Vor rund fünf Monaten ist Francisco Alvaro Mangandi mit seiner Frau und den beiden Kindern von El Salvador in die Schweiz geflüchtet. In ihrem Heimatland waren sie von der gefürchteten Gang Mara Salvatrucha mit ihrem Tod bedroht worden.

«Zwei Bandenmitglieder haben mich besucht und 5000 Dollar von mir verlangt», erzählt Mangandi gegenüber «Tele M1». In der Schweiz stellte die vierköpfige Familie einen Antrag auf Asyl. In Untersiggenthal fand sie ein neues Zuhause. Dieses sollen sie jedoch bereits in fünf Tagen wieder verlassen. Das Bundesverwaltungsgericht hat das Asylgesuch abgelehnt.

Als Grund gibt das Gericht an, die Schilderungen zu den vorgebrachten Vorfällen seien «zu wenig konkret und detailliert dargelegt worden, als dass sie den Anforderungen an die Glaubhaftigkeit standhalten dürften». Zudem hätten «die Beschwerdeführenden die Ausreise bereits vor und unabhängig von den geltend gemachten Problemen und somit aus anderen als den angegebenen Gründen geplant – zumal die Pässe bereits anfangs Dezember ausgestellt wurden».

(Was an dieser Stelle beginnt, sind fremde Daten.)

PR #12862, opened 2024-07-31
Expose seed in `Estimator` and `StatevectorEstimator` 

### LINKED ISSUE #12519: Incorrect expectation estimation when Reset is used in circuit
### Environment

- **Qiskit version**:  1.1.0
- **Python version**:  3.12.3
- **Operating system**:  Fedora 40 Workstation

### What is happening?

In a circuit (aimed at simulation of a hamiltonian with disipation) I am getting incorrect estimation values of observables. The system I am simulating has two identical (non-interacting) qubit oscilators. For dissipation a non-unitary operation is implemented with an ancilla qubit that is reset at the start of a trotterisation step and measured at the end of the step to get the dissipation factor.

See [GitLab repo](https://gitlab.com/SillieWous/qiskit-bug-report/-/blob/main/bug.ipynb) for an example.

### What should happen?

Since these are two identical systems without interaction they ought to measure the exact same state trajectory. However there are frequently values that do not agree between the two systems.

The image that is in the example (`Out[8]`) illustrates this pretty obviously.

Moreover the way the observables are defined they should always sum to 1 (see `Out[6]` in the example notebook). But at the indices where the image shows odd behaviour this is not the case. Looking at the values of the observables it seems a value of an earlier measurement is used instead of the correct one.

### Any suggestions?

_No response_

t-imamichi:
### Summary

The Estimator implementations based on `Statevector`, i.e., `Estimator` and `StatevectorEstimator` may return expectation values in a stochastic way if input circuits include reset gates for a some subsystems.
This is because `Statevector` behaves in a stochastic way in such a situation and we need to set a random seed to make it reproducible. Here are the details.

https://github.com/Qiskit/qiskit/blob/b75c2e093ebd4417906edfb159e557f3585b7c4e/qiskit/quantum_info/states/statevector.py#L611-L616

This PR introduces a private utility to function to set a random number generator to make the output reprodicible.

Fixes #12519 (result with this PR https://github.com/Qiskit/qiskit/issues/12519#issuecomment-2262272093)

### Details and comments

Based on https://github.com/Qiskit/qiskit/pull/12862#issuecomment-2260809268

```python
import numpy as np
from qiskit.primitives import Estimator, StatevectorEstimator

qc = QuantumCircuit(2)
qc.h(0)
qc.cx(0, 1)
qc.reset(0)

op = SparsePauliOp("ZI")

n = 500

for seed in [123, None]:
    print("seed", seed)
    est1 = Estimator(options={"seed": seed})
    est2 = StatevectorEstimator(seed=seed)
    for _ in range(3):
        result = est1.run([qc for _ in range(n)], n * [op]).result()
        values = result.values
        print("Estimator\t\t", np.mean(values))

        result = est2.run([(qc, n * [op])]).result()
        values = result[0].data.evs
        print("StatevectorEstimator\t", np.mean(values))
    print()
```

main (the values are close to zero, but random)
```
seed 123
Estimator		 0.012
StatevectorEstimator	 0.016
Estimator		 0.008
StatevectorEstimator	 0.04
Estimator		 -0.008
StatevectorEstimator	 -0.008

seed None
Estimator		 0.012
StatevectorEstimator	 0.024
Estimator		 0.028
StatevectorEstimator	 -0.04
Estimator		 0.048
StatevectorEstimator	 -0.02
```

this PR (the values are close to zero and reproducible thanks to `seed=123`)
```
seed 123
Estimator		 0.04
StatevectorEstimator	 0.04
Estimator		 0.04
StatevectorEstimator	 0.04
Estimator		 0.04
StatevectorEstimator	 0.04

seed None
Estimator		 0.068
StatevectorEstimator	 0.012
Estimator		 -0.02
StatevectorEstimator	 0.06
Estimator		 0.04
StatevectorEstimator	 0.032
```

### DIFF
--- a/qiskit/primitives/estimator.py
+++ b/qiskit/primitives/estimator.py
@@ -55,7 +55,7 @@ class Estimator(BaseEstimator[PrimitiveJob[EstimatorResult]]):
         The result of this class is exact if the circuit contains only unitary operations.
         On the other hand, the result could be stochastic if the circuit contains a non-unitary
         operation such as a reset for a some subsystems.
-        The stochastic result can be reproducible by setting ``seed``, e.g.,
+        The stochastic result can be made reproducible by setting ``seed``, e.g.,
         ``Estimator(options={"seed":123})``.
     """
 
--- a/qiskit/primitives/estimator.py
+++ b/qiskit/primitives/estimator.py
@@ -42,8 +42,9 @@ class Estimator(BaseEstimatorV1[PrimitiveJob[EstimatorResult]]):
     :Run Options:
 
         - **shots** (None or int) --
-          The number of shots. If None, it calculates the exact expectation
-          values. Otherwise, it samples from normal distributions with standard errors as standard
+          The number of shots. If None, it calculates the expectation values
+          with full state vector simulation.
+          Otherwise, it samples from normal distributions with standard errors as standard
           deviations using normal distribution approximation.
 
         - **seed** (np.random.Generator or int) --
@@ -111,7 +112,7 @@ class Estimator(BaseEstimatorV1[PrimitiveJob[EstimatorResult]]):
                     f"The number of qubits of a circuit ({circ.num_qubits}) does not match "
                     f"the number of qubits of a observable ({obs.num_qubits})."
                 )
-            final_state = _statevector_from_circuit(circ, seed)
+            final_state = _statevector_from_circuit(circ, rng)
             expectation_value = final_state.expectation_value(obs)
             if shots is None:
                 expectation_values.append(expectation_value)
--- a/qiskit/primitives/estimator.py
+++ b/qiskit/primitives/estimator.py
@@ -22,7 +22,6 @@ import numpy as np
 
 from qiskit.circuit import QuantumCircuit
 from qiskit.exceptions import QiskitError
-from qiskit.quantum_info import Statevector
 from qiskit.quantum_info.operators.base_operator import BaseOperator
 from qiskit.utils.deprecation import deprecate_func
 
@@ -31,7 +30,7 @@ from .primitive_job import PrimitiveJob
 from .utils import (
     _circuit_key,
     _observable_key,
-    bound_circuit_to_instruction,
+    _statevector_from_circuit,
     init_observable,
 )
 
@@ -112,7 +111,7 @@ class Estimator(BaseEstimatorV1[PrimitiveJob[EstimatorResult]]):
                     f"The number of qubits of a circuit ({circ.num_qubits}) does not match "
                     f"the number of qubits of a observable ({obs.num_qubits})."
                 )
-            final_state = Statevector(bound_circuit_to_instruction(circ))
+            final_state = _statevector_from_circuit(circ, seed)
             expectation_value = final_state.expectation_value(obs)
             if shots is None:
                 expectation_values.append(expectation_value)
--- a/qiskit/primitives/estimator.py
+++ b/qiskit/primitives/estimator.py
@@ -50,6 +50,13 @@ class Estimator(BaseEstimator[PrimitiveJob[EstimatorResult]]):
         - **seed** (np.random.Generator or int) --
           Set a fixed seed or generator for the normal distribution. If shots is None,
           this option is ignored.
+
+    .. note::
+        The result of this class is exact if the circuit contains only unitary operations.
+        On the other hand, the result could be stochastic if the circuit contains a non-unitary
+        operation such as a reset for a some subsystems.
+        The stochastic result can be reproducible by setting ``seed``, e.g.,
+        ``Estimator(options={"seed":123})``.
     """
 
     @deprecate_func(
--- a/qiskit/primitives/statevector_estimator.py
+++ b/qiskit/primitives/statevector_estimator.py
@@ -19,13 +19,13 @@ from collections.abc import Iterable
 
 import numpy as np
 
-from qiskit.quantum_info import SparsePauliOp, Statevector
+from qiskit.quantum_info import SparsePauliOp
 
 from .base import BaseEstimatorV2
 from .containers import DataBin, EstimatorPubLike, PrimitiveResult, PubResult
 from .containers.estimator_pub import EstimatorPub
 from .primitive_job import PrimitiveJob
-from .utils import bound_circuit_to_instruction
+from .utils import _statevector_from_circuit
 
 
 class StatevectorEstimator(BaseEstimatorV2):
@@ -151,7 +151,7 @@ class StatevectorEstimator(BaseEstimatorV2):
         for index in np.ndindex(*bc_circuits.shape):
             bound_circuit = bc_circuits[index]
             observable = bc_obs[index]
-            final_state = Statevector(bound_circuit_to_instruction(bound_circuit))
+            final_state = _statevector_from_circuit(bound_circuit, self._seed)
             paulis, coeffs = zip(*observable.items())
             obs = SparsePauliOp(paulis, coeffs)  # TODO: support non Pauli operators
             expectation_value = np.real_if_close(final_state.expectation_value(obs))
--- a/qiskit/primitives/statevector_estimator.py
+++ b/qiskit/primitives/statevector_estimator.py
@@ -45,7 +45,7 @@ class StatevectorEstimator(BaseEstimatorV2):
         The result of this class is exact if the circuit contains only unitary operations.
         On the other hand, the result could be stochastic if the circuit contains a non-unitary
         operation such as a reset for a some subsystems.
-        The stochastic result can be reproducible by setting ``seed``, e.g.,
+        The stochastic result can be made reproducible by setting ``seed``, e.g.,
         ``StatevectorEstimator(seed=123)``.
 
     .. plot::
--- a/qiskit/primitives/statevector_estimator.py
+++ b/qiskit/primitives/statevector_estimator.py
@@ -151,7 +151,7 @@ class StatevectorEstimator(BaseEstimatorV2):
         for index in np.ndindex(*bc_circuits.shape):
             bound_circuit = bc_circuits[index]
             observable = bc_obs[index]
-            final_state = _statevector_from_circuit(bound_circuit, self._seed)
+            final_state = _statevector_from_circuit(bound_circuit, rng)
             paulis, coeffs = zip(*observable.items())
             obs = SparsePauliOp(paulis, coeffs)  # TODO: support non Pauli operators
             expectation_value = np.real_if_close(final_state.expectation_value(obs))
--- a/qiskit/primitives/statevector_estimator.py
+++ b/qiskit/primitives/statevector_estimator.py
@@ -41,6 +41,13 @@ class StatevectorEstimator(BaseEstimatorV2):
     called an estimator primitive unified bloc (PUB), produces its own array-based result. The
     :meth:`~.EstimatorV2.run` method can be given a sequence of pubs to run in one call.
 
+    .. note::
+        The result of this class is exact if the circuit contains only unitary operations.
+        On the other hand, the result could be stochastic if the circuit contains a non-unitary
+        operation such as a reset for a some subsystems.
+        The stochastic result can be reproducible by setting ``seed``, e.g.,
+        ``StatevectorEstimator(seed=123)``.
+
     .. plot::
         :include-source:
 
--- a/releasenotes/notes/fix-estimator-reset-9e7539776df4cac4.yaml
+++ b/releasenotes/notes/fix-estimator-reset-9e7539776df4cac4.yaml
@@ -1,0 +1,16 @@
+---
+fixes:
+  - |
+    Fixed a bug of :class:`.Estimator` and :class:`.StatevectorEstimator` that
+    they may behave in a stochastic way if input circuits include resets for a some subsystems.
+    They behave in a deterministic way if a random seed is given. For example::
+
+      from qiskit.primitives import StatevectorEstimator
+
+      estimator = StatevectorEstimator(seed=123)
+
+    or::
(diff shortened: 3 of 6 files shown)


Cryoris:
tl;dr: It seems good to expose the `seed`, but I think the user has the wrong expectation for what this class does.

---------

While I would agree that we can expose the `seed`, I don't think it fixes the expectation the user describes in the issue. By setting the seed we're effectively fixing the state of the mixed state and averaging over multiple executions won't give the correct result. For example, creating a Bell state and then resetting qubit 1, we would expect qubit 2 to be in a mixture of $|0\rangle$ and $|1\rangle$, but if we set the seed we fix this outcome. E.g.
```python
import numpy as np
from qiskit.primitives import Estimator

qc = QuantumCircuit(2)
qc.h(0)
qc.cx(0, 1)
qc.reset(0)

op = SparsePauliOp("ZI")

n = 100
est = Estimator(options={"seed": 1})  
values = est.run([qc for _ in range(n)], n * [op]).result().values
print(np.mean(values))  # should be ~0, but with the seed it is either +1 or -1
```
If the user wants correct behavior they should probably average over multiple runs or use another primitive?

SillieWous:
(Commenting as the user who filed the issue)
@Cryoris From [Estimator docs](https://docs.quantum.ibm.com/api/qiskit/qiskit.primitives.Estimator)

> shots (None or int) – The number of shots. If None, it calculates the exact expectation values

Since default is `None`, and I do not set it, I do not see how 'exact' can result in stochastic behaviour.

t-imamichi:
~~@Cryoris I see. Using `seed` to make `Statevector` could be confusing for your example. It might be nice to provide a separate option to make `Statevector` deterministic.~~

Updated: the next commit seems to work fine.

t-imamichi:
I updated this PR to make the result of this case https://github.com/Qiskit/qiskit/pull/12862#issuecomment-2260809268  stochastic but reproducible by fixing a random seed.

output of this PR
```
0.06
```

It also works #12519 case too if we set `seed`. 
I noticed that the case #12519 requires reproducible results.
If results are reproducible, the stochastic results due to reset works fine for the case. 
Here is a plot https://github.com/Qiskit/qiskit/issues/12519#issuecomment-2262272093

I updated the document of `Estimator`.  As https://github.com/Qiskit/qiskit/pull/12862#issuecomment-2261132537 mentioned, "exact expectation values" is not an accurate description with resets of subsystems. I copied a phrase from `StatevectorEstimator`.

> If None, it calculates the exact expectation values

t-imamichi:
updated description https://github.com/Qiskit/qiskit/pull/12862#issue-2439612798

Cryoris:
> Since default is None, and I do not set it, I do not see how 'exact' can result in stochastic behaviour.

tl;dr: The statevector class cannot represent classical mixtures (states that require a density matrix representation) and randomly picks one of the valid statevectors.

----

The statevector simulation is only that -- simulation of statevectors by means of unitary evolution 🙂 
Adding non-unitary operations such as resets results in mixed states, which cannot generally be represented by a statevector but would need a density matrix representation. In your case, for example, we can write the reset operation $\mathcal{R}$ using Kraus operators as

$$\mathcal{R}: \rho \mapsto K_1\rho K_1^\dagger + K_2\rho K_2^\dagger$$

with 

```math
K_1 = \begin{pmatrix} 1 & 0 \\ 0 & 0 \end{pmatrix},~ K_2 = \begin{pmatrix} 0 & 0 \\ 1 & 0 \end{pmatrix}.
```

If we start from a Bell state $|\psi\rangle = (|00\rangle + |11\rangle)/\sqrt{2}$ and apply a reset on the second qubit, we perform the operation

```math
|\psi\rangle\langle\psi| \mapsto \rho = (\mathbb 1 \otimes \mathcal{R})(|\psi\rangle\langle\psi|) = \frac{1}{2} \begin{pmatrix} 1 & 0 & 0 & 0 \\ 0 & 0 & 0 & 0 \\ 0 & 0 & 1 & 0 \\ 0 & 0 & 0 & 0 \end{pmatrix}
```

which is mixed ($Tr(\rho^2) = 1/2$) and can be understood as a equiprobable classical mixture of the two pure states $|00\rangle$ and $|01\rangle$. Since the `Statevector` class cannot represent that, it picks either of the two possible states, which makes the "exact" statevector calculation stochastic.

So to get an exact solution to your circuits that include resets, you might want to use a density matrix simulator (Aer should have one). Alternatively you can run a large number of statevector simulations, and average over the results, which equals a manual average over the classical mixture.

SillieWous:
Thank you for taking the time to explain it. I will be reading up on the Kraus operators.

Let me start by saying that I am and was not questioning your expertise. Quite the opposite, you definitely understand the code and physics much better than me. But due to that expertise your expectations are based on the implementation, whereas user expectations come from the documentation.

Therefore when the documentation states 'exact'  it is not strange that the user thinks it is deterministic. Apparently that is not possible due to the way it is implemented (which probably make a lot of sense), but in my opinion it is not fair to assume the user knows implementation details.

As someone with more of a background in EE and software, I see the reset gate as just a (non-unitary) matrix multiplication. My knowledge reaches as far as that non-unitary operations are forbidden in a real circuit, but running locally is not a real circuit. So when I read 'exact', that makes me think no such limitations apply (running locally).

PS
I'm sorry if I come across as rude or something, that is not my intention. I just get triggered slightly at things that come even remotely close to 'blaming the user'.

t-imamichi:
Thank you for the detailed explanation, @Cryoris. Yes, since the statevector class cannot represent the classical mixture, I suggest rewording "exact" in the documentation in this PR.

As for the issue #12519, the script expects the same statevector for all observables and this PR helps do it. Of course, they still need to conduct the experiments multiple times with different seeds to deal with the stochastic statevector behavior due to reset for subsystems.

releasenotes/notes/fix-estimator-reset-9e7539776df4cac4.yaml
```diff
@@ -0,0 +1,16 @@
+---
+fixes:
```
Cryoris: I'm not sure this is a fix, since the behavior before was valid. Maybe rather a feature since it now exposes setting the seed?

test/python/primitives/test_estimator.py
```diff
@@ -355,6 +355,27 @@ def get_op(i):
...
+        qc.reset(0)
+        op = SparsePauliOp("ZI")
+
+        seed = 12
+        n = 250
+        with self.assertWarns(DeprecationWarning):
+            estimator = Estimator(options={"seed": seed})
+            result = estimator.run([qc for _ in range(n)], [op] * n).result()
+        # expectation values should be stochastic due to reset for subsystems
+        np.testing.assert_allclose(result.values.mean(), 0, atol=1e-1)
```
Cryoris: If this runs very fast, could we increase `n` (maybe 1000)? If I did the math right this has still a ~1% chance of failing, which could be quite a lot in the long run. If it is not very fast I think we can also skip this test, as the behavior of `reset` should be tested in the `Statevector` class.

Cryoris:
@SillieWous no worries, happy to discuss 🙂 

@t-imamichi maybe we could add a note to the `StatevectorEstimator` docstring that explaining that it is exact if the circuit contains only unitary operations?

test/python/primitives/test_estimator.py
t-imamichi: n = 1000 takes around 0.3 sec on mac M1 (while n = 250 takes around 0.09 sec).
I will increase the number to n = 1000.

releasenotes/notes/fix-estimator-reset-9e7539776df4cac4.yaml
t-imamichi: You are right. It should be a new feature.

test/python/primitives/test_estimator.py
Cryoris: We discussed with the team and the failure likelihood (now ~0.1%) is still too high as it would likely fail the CI once a day. Could you move that test to `test/randomized`? Then CI will not be blocked on the failures but we can still get a notice 🙂

qiskit/primitives/estimator.py
```diff
@@ -43,13 +42,21 @@ class Estimator(BaseEstimator[PrimitiveJob[EstimatorResult]]):
...
         - **seed** (np.random.Generator or int) --
           Set a fixed seed or generator for the normal distribution. If shots is None,
           this option is ignored.
+
+    .. note::
+        The result of this class is exact if the circuit contains only unitary operations.
+        On the other hand, the result could be stochastic if the circuit contains a non-unitary
+        operation such as a reset for a some subsystems.
+        The stochastic result can be reproducible by setting ``seed``, e.g.,
+        ``Estimator(options={"seed":123})``.
```
Cryoris:
```suggestion
        The stochastic result can be made reproducible by setting ``seed``, e.g.,
        ``Estimator(options={"seed":123})``.
```

qiskit/primitives/statevector_estimator.py
```diff
@@ -41,6 +41,13 @@ class StatevectorEstimator(BaseEstimatorV2):
     called an estimator primitive unified bloc (PUB), produces its own array-based result. The
     :meth:`~.EstimatorV2.run` method can be given a sequence of pubs to run in one call.
 
+    .. note::
+        The result of this class is exact if the circuit contains only unitary operations.
+        On the other hand, the result could be stochastic if the circuit contains a non-unitary
+        operation such as a reset for a some subsystems.
+        The stochastic result can be reproducible by setting ``seed``, e.g.,
```
Cryoris:
```suggestion
        The stochastic result can be made reproducible by setting ``seed``, e.g.,
```

test/python/primitives/test_estimator.py
t-imamichi: Because I fixed `seed`, it does not fail as far as there is no breaking change in `np.random` or `Statevector.reset`.

I printed `result.values.mean()` several times and the values are consistent.

```
(dev-qiskit) ima@mbp3 ~/t/4/q/terra (primitives/estimator-reset)> python -m unittest test/python/primitives/test_estimator.py test/python/primitives/test_statevector_estimator.py
.....0.006
0.032
........................0.006
0.03223976655569642
......
----------------------------------------------------------------------
Ran 35 tests in 1.942s

OK
(dev-qiskit) ima@mbp3 ~/t/4/q/terra (primitives/estimator-reset)> python -m unittest test/python/primitives/test_estimator.py test/python/primitives/test_statevector_estimator.py
.....0.006
0.032
........................0.006
0.03223976655569642
......
----------------------------------------------------------------------
Ran 35 tests in 1.838s

OK
(dev-qiskit) ima@mbp3 ~/t/4/q/terra (primitives/estimator-reset)> python -m unittest test/python/primitives/test_estimator.py test/python/primitives/test_statevector_estimator.py
.....0.006
0.032
........................0.006
0.03223976655569642
......
----------------------------------------------------------------------
Ran 35 tests in 1.834s

OK
```

diff to display mean values.
```diff
diff --git a/test/python/primitives/test_estimator.py b/test/python/primitives/test_estimator.py
index 2c251af65..f17b0a7d7 100644
--- a/test/python/primitives/test_estimator.py
+++ b/test/python/primitives/test_estimator.py
@@ -370,7 +370,8 @@ class TestEstimator(QiskitTestCase):
                 estimator = Estimator(options={"seed": seed})
                 result = estimator.run([qc for _ in range(n)], [op] * n).result()
             # expectation values should be stochastic due to reset for subsystems
-            np.testing.assert_allclose(result.values.mean(), 0, atol=1e-1)
+            np.testing.assert_allclose(z:=result.values.mean(), 0, atol=1e-1)
+            print(z)

             with self.assertWarns(DeprecationWarning):
                 result2 = estimator.run([qc for _ in range(n)], [op] * n).result()
@@ -383,7 +384,8 @@ class TestEstimator(QiskitTestCase):
                 estimator = Estimator(options={"seed": seed})
                 result = estimator.run([qc for _ in range(n)], [op] * n, shots=shots).result()
             # expectation values should be stochastic due to reset for subsystems
-            np.testing.assert_allclose(result.values.mean(), 0, atol=1e-1)
+            np.testing.assert_allclose(z:=result.values.mean(), 0, atol=1e-1)
+            print(z)

             with self.assertWarns(DeprecationWarning):
                 result2 = estimator.run([qc for _ in range(n)], [op] * n, shots=shots).result()
diff --git a/test/python/primitives/test_statevector_estimator.py b/test/python/primitives/test_statevector_estimator.py
index 0cd76550f..2913e8c53 100644
--- a/test/python/primitives/test_statevector_estimator.py
+++ b/test/python/primitives/test_statevector_estimator.py
@@ -321,7 +321,8 @@ class TestStatevectorEstimator(QiskitTestCase):
         with self.subTest("precision=0"):
             result = estimator.run([(qc, [op] * n)]).result()
             # expectation values should be stochastic due to reset for subsystems
-            np.testing.assert_allclose(result[0].data.evs.mean(), 0, atol=1e-1)
+            np.testing.assert_allclose(z:=result[0].data.evs.mean(), 0, atol=1e-1)
+            print(z.item())

             result2 = estimator.run([(qc, [op] * n)]).result()
             # expectation values should be reproducible due to seed
@@ -331,7 +332,8 @@ class TestStatevectorEstimator(QiskitTestCase):
             precision = 0.01
             result = estimator.run([(qc, [op] * n)], precision=precision).result()
             # expectation values should be stochastic due to reset for subsystems
-            np.testing.assert_allclose(result[0].data.evs.mean(), 0, atol=1e-1)
+            np.testing.assert_allclose(z:=result[0].data.evs.mean(), 0, atol=1e-1)
+            print(z.item())

             result2 = estimator.run([(qc, [op] * n)], precision=precision).result()
             # expectation values should be reproducible due to seed
```

Cryoris (approved):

Dokumente kamen zu spät an

Mit einem Tötungsdelikt pro tausend Einwohner gilt El Salvador als Land mit der höchsten Mordrate der Welt. Brisant: Polizeiliche Ermittlungsakten zur Erpressung waren beim Asylverfahren nicht berücksichtigt worden, weil sie zu spät ankamen. Wegen eines Schreibfehlers landeten diese erst in Swasiland.

Paul Widmer, sozialdiakonischer Angestellter GfC Brugg, setzt sich für die Familie ein. Er fordert, dass der Fall kostenlos noch einmal überprüft wird. «Man wollte nur bei Bezahlung auf einen Rekurs eingehen», sagt er gegenüber dem Regionalsender. «Man hat ihnen praktisch keine Chance für ein faires Asylverfahren gegeben.» 

Mit den Dokumenten will die Familie nun einen neuen Asylantrag stellen. Nach El Salvador zurückkehren, kommt für die Familie nicht in Frage: «Das Risiko, dem meine Kinder ausgesetzt wären, ist zu hoch», sagt Vater Francisco.